What you return must match the listing word for word.

╭─ RECORDS FOR THIS TASK

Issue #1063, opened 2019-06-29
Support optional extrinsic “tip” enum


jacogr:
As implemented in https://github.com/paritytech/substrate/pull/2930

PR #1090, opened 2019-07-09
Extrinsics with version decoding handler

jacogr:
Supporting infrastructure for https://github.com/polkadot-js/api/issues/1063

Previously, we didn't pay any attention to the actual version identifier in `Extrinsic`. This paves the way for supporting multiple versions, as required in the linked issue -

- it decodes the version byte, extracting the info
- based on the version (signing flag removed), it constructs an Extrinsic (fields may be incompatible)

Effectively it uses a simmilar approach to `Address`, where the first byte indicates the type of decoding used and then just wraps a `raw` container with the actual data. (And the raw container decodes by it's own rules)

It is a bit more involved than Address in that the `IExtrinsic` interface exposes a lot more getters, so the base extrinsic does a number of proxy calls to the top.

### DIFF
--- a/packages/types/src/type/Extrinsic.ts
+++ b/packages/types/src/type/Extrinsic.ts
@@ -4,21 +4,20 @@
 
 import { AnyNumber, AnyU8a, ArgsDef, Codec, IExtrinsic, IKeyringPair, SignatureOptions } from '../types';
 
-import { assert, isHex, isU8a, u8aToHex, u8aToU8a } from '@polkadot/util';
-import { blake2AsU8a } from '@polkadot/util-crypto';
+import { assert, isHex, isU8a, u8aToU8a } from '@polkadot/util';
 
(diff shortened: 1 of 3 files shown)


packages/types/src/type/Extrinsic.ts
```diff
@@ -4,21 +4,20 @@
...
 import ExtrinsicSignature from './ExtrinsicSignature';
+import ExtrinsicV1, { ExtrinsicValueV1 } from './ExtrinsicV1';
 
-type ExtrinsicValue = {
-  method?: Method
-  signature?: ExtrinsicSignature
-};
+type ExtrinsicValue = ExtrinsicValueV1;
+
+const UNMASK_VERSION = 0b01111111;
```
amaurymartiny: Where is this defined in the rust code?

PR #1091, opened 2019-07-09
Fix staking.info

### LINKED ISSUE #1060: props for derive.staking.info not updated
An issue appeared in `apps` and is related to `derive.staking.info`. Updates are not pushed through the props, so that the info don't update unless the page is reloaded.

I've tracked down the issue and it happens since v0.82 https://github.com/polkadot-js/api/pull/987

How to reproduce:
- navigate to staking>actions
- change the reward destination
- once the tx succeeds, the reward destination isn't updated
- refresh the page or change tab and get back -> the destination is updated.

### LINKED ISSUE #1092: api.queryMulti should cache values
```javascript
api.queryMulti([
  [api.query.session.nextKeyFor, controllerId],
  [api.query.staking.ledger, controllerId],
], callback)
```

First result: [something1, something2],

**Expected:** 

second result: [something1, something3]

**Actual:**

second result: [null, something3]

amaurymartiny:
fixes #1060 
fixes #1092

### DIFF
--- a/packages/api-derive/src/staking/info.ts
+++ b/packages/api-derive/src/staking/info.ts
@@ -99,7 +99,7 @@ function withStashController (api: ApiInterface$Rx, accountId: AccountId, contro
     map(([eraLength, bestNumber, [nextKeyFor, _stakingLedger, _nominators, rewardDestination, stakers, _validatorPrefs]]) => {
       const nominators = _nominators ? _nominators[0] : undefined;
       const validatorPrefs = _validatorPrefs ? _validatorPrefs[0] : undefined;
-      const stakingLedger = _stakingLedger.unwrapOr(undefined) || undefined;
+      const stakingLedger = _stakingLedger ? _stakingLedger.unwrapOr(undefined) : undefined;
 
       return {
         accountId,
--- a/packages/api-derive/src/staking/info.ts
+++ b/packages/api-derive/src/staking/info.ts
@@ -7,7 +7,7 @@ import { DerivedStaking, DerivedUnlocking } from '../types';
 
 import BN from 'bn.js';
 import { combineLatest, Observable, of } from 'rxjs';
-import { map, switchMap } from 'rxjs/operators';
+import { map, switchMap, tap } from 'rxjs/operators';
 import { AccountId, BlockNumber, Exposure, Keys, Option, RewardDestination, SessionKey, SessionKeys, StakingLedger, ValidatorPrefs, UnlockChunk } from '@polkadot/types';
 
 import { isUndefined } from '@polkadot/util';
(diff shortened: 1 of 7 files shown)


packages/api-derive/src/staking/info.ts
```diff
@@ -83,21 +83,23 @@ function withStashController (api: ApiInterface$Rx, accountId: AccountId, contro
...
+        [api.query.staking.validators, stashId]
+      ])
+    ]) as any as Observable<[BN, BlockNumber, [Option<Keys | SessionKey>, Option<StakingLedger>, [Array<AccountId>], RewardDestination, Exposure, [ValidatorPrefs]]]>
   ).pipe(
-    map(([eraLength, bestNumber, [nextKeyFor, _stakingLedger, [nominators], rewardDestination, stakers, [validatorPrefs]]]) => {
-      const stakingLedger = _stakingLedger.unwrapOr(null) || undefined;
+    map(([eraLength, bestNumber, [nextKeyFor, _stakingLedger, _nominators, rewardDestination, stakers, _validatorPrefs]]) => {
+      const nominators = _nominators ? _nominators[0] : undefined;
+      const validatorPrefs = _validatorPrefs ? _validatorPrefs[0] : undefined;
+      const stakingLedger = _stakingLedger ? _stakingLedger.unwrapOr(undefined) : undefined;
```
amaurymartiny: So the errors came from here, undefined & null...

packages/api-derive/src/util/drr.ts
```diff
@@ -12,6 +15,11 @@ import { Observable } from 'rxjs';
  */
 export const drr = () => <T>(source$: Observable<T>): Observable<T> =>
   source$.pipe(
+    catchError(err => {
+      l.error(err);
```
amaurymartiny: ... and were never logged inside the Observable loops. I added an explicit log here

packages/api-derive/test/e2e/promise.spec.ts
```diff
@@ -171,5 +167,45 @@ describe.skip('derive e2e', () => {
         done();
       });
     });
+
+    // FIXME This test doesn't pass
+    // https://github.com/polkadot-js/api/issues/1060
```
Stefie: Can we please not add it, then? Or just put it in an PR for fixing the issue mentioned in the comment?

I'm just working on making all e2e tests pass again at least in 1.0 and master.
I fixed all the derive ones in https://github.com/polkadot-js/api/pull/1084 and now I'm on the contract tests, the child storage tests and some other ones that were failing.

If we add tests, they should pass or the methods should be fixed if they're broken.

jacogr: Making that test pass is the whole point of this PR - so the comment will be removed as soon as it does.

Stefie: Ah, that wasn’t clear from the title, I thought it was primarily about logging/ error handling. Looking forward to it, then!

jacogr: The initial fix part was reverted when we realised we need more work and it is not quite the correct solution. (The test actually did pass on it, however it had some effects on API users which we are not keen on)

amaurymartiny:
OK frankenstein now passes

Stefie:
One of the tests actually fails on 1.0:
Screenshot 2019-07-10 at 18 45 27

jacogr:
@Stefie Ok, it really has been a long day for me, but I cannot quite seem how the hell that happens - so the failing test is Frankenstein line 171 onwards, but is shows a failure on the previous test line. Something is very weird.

╰─

■ **PROBLEM SOLUTION**:
Issue #1063, opened 2019-06-29
Support optional extrinsic “tip” enum


jacogr:
As implemented in https://github.com/paritytech/substrate/pull/2930

PR #1090, opened 2019-07-09
Extrinsics with version decoding handler

jacogr:
Supporting infrastructure for https://github.com/polkadot-js/api/issues/1063

Previously, we didn't pay any attention to the actual version identifier in `Extrinsic`. This paves the way for supporting multiple versions, as required in the linked issue -

- it decodes the version byte, extracting the info
- based on the version (signing flag removed), it constructs an Extrinsic (fields may be incompatible)

Effectively it uses a simmilar approach to `Address`, where the first byte indicates the type of decoding used and then just wraps a `raw` container with the actual data. (And the raw container decodes by it's own rules)

It is a bit more involved than Address in that the `IExtrinsic` interface exposes a lot more getters, so the base extrinsic does a number of proxy calls to the top.

### DIFF
--- a/packages/types/src/type/Extrinsic.ts
+++ b/packages/types/src/type/Extrinsic.ts
@@ -4,21 +4,20 @@
 
 import { AnyNumber, AnyU8a, ArgsDef, Codec, IExtrinsic, IKeyringPair, SignatureOptions } from '../types';
 
-import { assert, isHex, isU8a, u8aToHex, u8aToU8a } from '@polkadot/util';
-import { blake2AsU8a } from '@polkadot/util-crypto';
+import { assert, isHex, isU8a, u8aToU8a } from '@polkadot/util';
 
(diff shortened: 1 of 3 files shown)


packages/types/src/type/Extrinsic.ts
```diff
@@ -4,21 +4,20 @@
...
 import ExtrinsicSignature from './ExtrinsicSignature';
+import ExtrinsicV1, { ExtrinsicValueV1 } from './ExtrinsicV1';
 
-type ExtrinsicValue = {
-  method?: Method
-  signature?: ExtrinsicSignature
-};
+type ExtrinsicValue = ExtrinsicValueV1;
+
+const UNMASK_VERSION = 0b01111111;
```
amaurymartiny: Where is this defined in the rust code?

PR #1091, opened 2019-07-09
Fix staking.info

### LINKED ISSUE #1060: props for derive.staking.info not updated
An issue appeared in `apps` and is related to `derive.staking.info`. Updates are not pushed through the props, so that the info don't update unless the page is reloaded.

I've tracked down the issue and it happens since v0.82 https://github.com/polkadot-js/api/pull/987

How to reproduce:
- navigate to staking>actions
- change the reward destination
- once the tx succeeds, the reward destination isn't updated
- refresh the page or change tab and get back -> the destination is updated.

### LINKED ISSUE #1092: api.queryMulti should cache values
```javascript
api.queryMulti([
  [api.query.session.nextKeyFor, controllerId],
  [api.query.staking.ledger, controllerId],
], callback)
```

First result: [something1, something2],

**Expected:** 

second result: [something1, something3]

**Actual:**

second result: [null, something3]

amaurymartiny:
fixes #1060 
fixes #1092

### DIFF
--- a/packages/api-derive/src/staking/info.ts
+++ b/packages/api-derive/src/staking/info.ts
@@ -99,7 +99,7 @@ function withStashController (api: ApiInterface$Rx, accountId: AccountId, contro
     map(([eraLength, bestNumber, [nextKeyFor, _stakingLedger, _nominators, rewardDestination, stakers, _validatorPrefs]]) => {
       const nominators = _nominators ? _nominators[0] : undefined;
       const validatorPrefs = _validatorPrefs ? _validatorPrefs[0] : undefined;
-      const stakingLedger = _stakingLedger.unwrapOr(undefined) || undefined;
+      const stakingLedger = _stakingLedger ? _stakingLedger.unwrapOr(undefined) : undefined;
 
       return {
         accountId,
--- a/packages/api-derive/src/staking/info.ts
+++ b/packages/api-derive/src/staking/info.ts
@@ -7,7 +7,7 @@ import { DerivedStaking, DerivedUnlocking } from '../types';
 
 import BN from 'bn.js';
 import { combineLatest, Observable, of } from 'rxjs';
-import { map, switchMap } from 'rxjs/operators';
+import { map, switchMap, tap } from 'rxjs/operators';
 import { AccountId, BlockNumber, Exposure, Keys, Option, RewardDestination, SessionKey, SessionKeys, StakingLedger, ValidatorPrefs, UnlockChunk } from '@polkadot/types';
 
 import { isUndefined } from '@polkadot/util';
(diff shortened: 1 of 7 files shown)


packages/api-derive/src/staking/info.ts
```diff
@@ -83,21 +83,23 @@ function withStashController (api: ApiInterface$Rx, accountId: AccountId, contro
...
+        [api.query.staking.validators, stashId]
+      ])
+    ]) as any as Observable<[BN, BlockNumber, [Option<Keys | SessionKey>, Option<StakingLedger>, [Array<AccountId>], RewardDestination, Exposure, [ValidatorPrefs]]]>
   ).pipe(
-    map(([eraLength, bestNumber, [nextKeyFor, _stakingLedger, [nominators], rewardDestination, stakers, [validatorPrefs]]]) => {
-      const stakingLedger = _stakingLedger.unwrapOr(null) || undefined;
+    map(([eraLength, bestNumber, [nextKeyFor, _stakingLedger, _nominators, rewardDestination, stakers, _validatorPrefs]]) => {
+      const nominators = _nominators ? _nominators[0] : undefined;
+      const validatorPrefs = _validatorPrefs ? _validatorPrefs[0] : undefined;
+      const stakingLedger = _stakingLedger ? _stakingLedger.unwrapOr(undefined) : undefined;
```
amaurymartiny: So the errors came from here, undefined & null...

packages/api-derive/src/util/drr.ts
```diff
@@ -12,6 +15,11 @@ import { Observable } from 'rxjs';
  */
 export const drr = () => <T>(source$: Observable<T>): Observable<T> =>
   source$.pipe(
+    catchError(err => {
+      l.error(err);
```
amaurymartiny: ... and were never logged inside the Observable loops. I added an explicit log here

packages/api-derive/test/e2e/promise.spec.ts
```diff
@@ -171,5 +167,45 @@ describe.skip('derive e2e', () => {
         done();
       });
     });
+
+    // FIXME This test doesn't pass
+    // https://github.com/polkadot-js/api/issues/1060
```
Stefie: Can we please not add it, then? Or just put it in an PR for fixing the issue mentioned in the comment?

I'm just working on making all e2e tests pass again at least in 1.0 and master.
I fixed all the derive ones in https://github.com/polkadot-js/api/pull/1084 and now I'm on the contract tests, the child storage tests and some other ones that were failing.

If we add tests, they should pass or the methods should be fixed if they're broken.

jacogr: Making that test pass is the whole point of this PR - so the comment will be removed as soon as it does.

Stefie: Ah, that wasn’t clear from the title, I thought it was primarily about logging/ error handling. Looking forward to it, then!

jacogr: The initial fix part was reverted when we realised we need more work and it is not quite the correct solution. (The test actually did pass on it, however it had some effects on API users which we are not keen on)

amaurymartiny:
OK frankenstein now passes

Stefie:
One of the tests actually fails on 1.0:
Screenshot 2019-07-10 at 18 45 27

jacogr:
@Stefie Ok, it really has been a long day for me, but I cannot quite seem how the hell that happens - so the failing test is Frankenstein line 171 onwards, but is shows a failure on the previous test line. Something is very weird.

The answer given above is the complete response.